Pourtant, si certains peuvent «se battre», d’autres n’ont d’autres choix que de quitter leur pays pour des horizons plus tolérants vis-à-vis de leurs orientations sexuelles. C’est le cas de plusieurs activistes membres de la diaspora russe en France, qui ont connu résiliences et traumatismes, aussi bien moraux qu’institutionnels.


« Si on me le demandait, je ne conseille à personne, si celle-ci a le choix, de partir de son pays. »


Outre le défi de quitter son pays d’origine, il y a le défi d’intégrer son pays d’asile. La migration forcée entraîne une véritable souffrance, une isolation à plusieurs niveaux.

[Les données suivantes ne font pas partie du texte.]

PR #394, opened 2023-05-11
fix: remove del package

danez:
The package can be replaced by `fs.rm`

ref: https://github.com/netlify/cli/issues/5699


lukasholzer (approved):
LGTM!

PR #402, opened 2023-05-22
Add `excludedPath` support to ISC & TOML

Skn0tt:
This PR works towards https://github.com/netlify/pod-dev-foundations/issues/471. It implements the design I proposed in https://github.com/netlify/pod-dev-foundations/issues/471#issuecomment-1557109820.

### DIFF
--- a/node/bundler.test.ts
+++ b/node/bundler.test.ts
@@ -342,14 +342,15 @@ test('Loads declarations and import maps from the deploy configuration and in-so
 
   const manifestFile = await readFile(resolve(distPath, 'manifest.json'), 'utf8')
   const manifest = JSON.parse(manifestFile)
-  const { bundles, function_config: functionConfig } = manifest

Les barrières culturelles et linguistiques, mais aussi géographiques vis-à-vis de ses proches restés en Russie, rendent les enjeux d’une telle migration essentiels à prendre en compte.

Que dit la loi russe sur l’homosexualité ?

Si l’homosexualité est légale en Russie depuis 1993, une loi réprimant la «propagande homosexuelle» pour défendre les mineurs est entrée en vigueur en 2013.

Selon une décision de la Cour européenne des droits de l’homme en juin 2017, cette nouvelle loi renforce «la stigmatisation des homosexuels et encouragent l’homophobie, ce qui est incompatible avec les valeurs d’une société démocratique».


« L’homophobie ne cesse de grimper en Russie »


Appuyé par une étude du centre analytique Levada, Mikhail Tumasov représentant élu du Russian LGBT Network et activiste et défenseur des droits de l’Homme, confirme que l’homophobie ne cesse de grimper en Russie.

En 2017, c’est 83% de la population russe qui considère que les relations homosexuelles ou LGBT sont toujours ou presque toujours condamnables.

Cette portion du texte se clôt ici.